BIG DATA CONFERENCE
Vilnius and Online
Senior Search & Analytics Consultant
Germany, SHI GmbH
Daniel Wrigley works as a Senior Search & Analytics Consultant. He mostly deals with search and big data applications with a strong focus on modern open source projects such as NiFi, Solr, Spark, Kafka or Zeppelin. His experience as a Solr trainer enabled him to co-author the first German book on Solr. His weakness for search and natural language processing originates from his computational linguistics studies at Ludwig-Maximilians-University Munich where he graduated in 2012.

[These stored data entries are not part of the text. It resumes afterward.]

PR #200, opened 2016-07-05
Support proxy settings in CBT.

benjaminfrank:
Proxy settings can be supplied either via Java systemproperties or via
environment variables (http_proxy / https_proxy). Java systemproperties
take precedence over env vars.
Evaluation of proxy settings happens only during nailgun startup for now.

### DIFF
--- a/nailgun_launcher/Stage0Lib.java
+++ b/nailgun_launcher/Stage0Lib.java
@@ -67,7 +67,7 @@ public class Stage0Lib{
     if(changed){
       List<String> zincArgs = new ArrayList<String>(
         Arrays.asList(
-          new String[]{ 
+          new String[]{
             "-scala-compiler", earlyDeps.scalaCompiler_2_11_8_File,
             "-scala-library", earlyDeps.scalaLibrary_2_11_8_File,
             "-scala-extra", earlyDeps.scalaReflect_2_11_8_File,
@@ -113,13 +113,55 @@ public class Stage0Lib{
       new URL[]{ new URL("file:"+file) }, parent
     );
   }
+
+  private static String getVarFromEnv(String envKey) {
+    String value = System.getenv(envKey);
+    if(value==null || value.isEmpty()) {
+      value = System.getenv(envKey.toUpperCase());
+    }
+    return value;
+  }
+
+  private static void setProxyfromPropOrEnv(String envKey, String propKeyH, String propKeyP) {
+    String proxyHost = System.getProperty(propKeyH);
+    String proxyPort = System.getProperty(propKeyP);
+    if((proxyHost==null || proxyHost.isEmpty()) && (proxyPort==null || proxyPort.isEmpty())) {
+      String envVar = getVarFromEnv(envKey);
+      if(envVar != null && !envVar.isEmpty()) {
+        String[] proxy = envVar.replaceFirst("^https?://", "").split(":", 2);
+        System.setProperty(propKeyH, proxy[0]);
+        System.setProperty(propKeyP, proxy[1]);
+      }
+    }
+  }
+
+  public static void installProxySettings() throws URISyntaxException {
+    setProxyfromPropOrEnv("http_proxy", "http.proxyHost", "http.proxyPort");
+    setProxyfromPropOrEnv("https_proxy", "https.proxyHost", "https.proxyPort");
+    String nonHosts = System.getProperty("http.nonProxyHosts");
+    if(nonHosts==null || nonHosts.isEmpty()) {
+      String envVar = getVarFromEnv("no_proxy");
+      if(envVar != null && !envVar.isEmpty()) {
+        System.setProperty("http.nonProxyHosts", envVar.replaceAll(",","|"));
+      }
+    }
+  }
+
+  private static final ProxySelector ps = ProxySelector.getDefault();
+
+  public static HttpURLConnection openConnectionConsideringProxy(URL urlString)
+      throws IOException, URISyntaxException {
+    java.net.Proxy proxy = ps.select(urlString.toURI()).get(0);
+    return (HttpURLConnection) urlString.openConnection(proxy);
+  }
+
   public static void download(URL urlString, Path target, String sha1) throws Exception {
     final Path unverified = Paths.get(target+".unverified");
     if(!Files.exists(target)) {
       new File(target.toString()).getParentFile().mkdirs();
       System.err.println("downloading " + urlString);
       System.err.println("to " + target);
-      final InputStream stream = urlString.openStream();
+      final InputStream stream = openConnectionConsideringProxy(urlString).getInputStream();
       Files.copy(stream, unverified, StandardCopyOption.REPLACE_EXISTING);
       stream.close();
       final String checksum = sha1(Files.readAllBytes(unverified));
--- a/stage1/Stage1Lib.scala
+++ b/stage1/Stage1Lib.scala
@@ -60,7 +60,7 @@ class Stage1Lib( val logger: Logger ) extends BaseLib{
       true
     } else {
       val incomplete = ( target ++ ".incomplete" ).toPath;
-      val connection = url.openConnection.asInstanceOf[HttpURLConnection]
+      val connection = Stage0Lib.openConnectionConsideringProxy(url)
       if(connection.getResponseCode != HttpURLConnection.HTTP_OK){
         logger.resolver(blue("not found: ") ++ url.string)
         false
--- a/stage2/Lib.scala
+++ b/stage2/Lib.scala
@@ -394,7 +394,7 @@ final class Lib(logger: Logger) extends Stage1Lib(logger) with Scaffold{
     import java.io._
     val url = baseUrl ++ fileName
     System.err.println(blue("uploading ") ++ url.toString)
-    val httpCon = url.openConnection.asInstanceOf[HttpURLConnection]
+    val httpCon = Stage0Lib.openConnectionConsideringProxy(url)
     httpCon.setDoOutput(true)
     httpCon.setRequestMethod("PUT")
     credentials.foreach(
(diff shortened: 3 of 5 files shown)


stage2/Lib.scala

Adding AI Cloud Services to Your On-Prem Data Workflows for NLP & Content Enrichment
Getting data out of data sources and into your favourite search engine or storage system is often one of the first challenges you face in any data project. There are some ETL tools out there that help you face that issue and consequently there are a lot of data pipelines that are run on-premise: Either based on open source software like Apache NiFi or commercial products. These tools usually offer a variety of transformations but are very limited when it comes to working with unstructured data and enriching that data.
However, establishing a process for analysing and enriching unstructured data can be extremely tedious: You need the right persons (e.g. machine learning engineers, data scientists, natural language processing experts), a lot of annotated training and test data, computational power for training machine learning models etc.
Cloud services to the rescue! In this presentation Daniel will show how on-premise data processing or indexing pipelines can be extended by cloud services to get more out of your unstructured data while bypassing all the above-mentioned challenges saving time and money.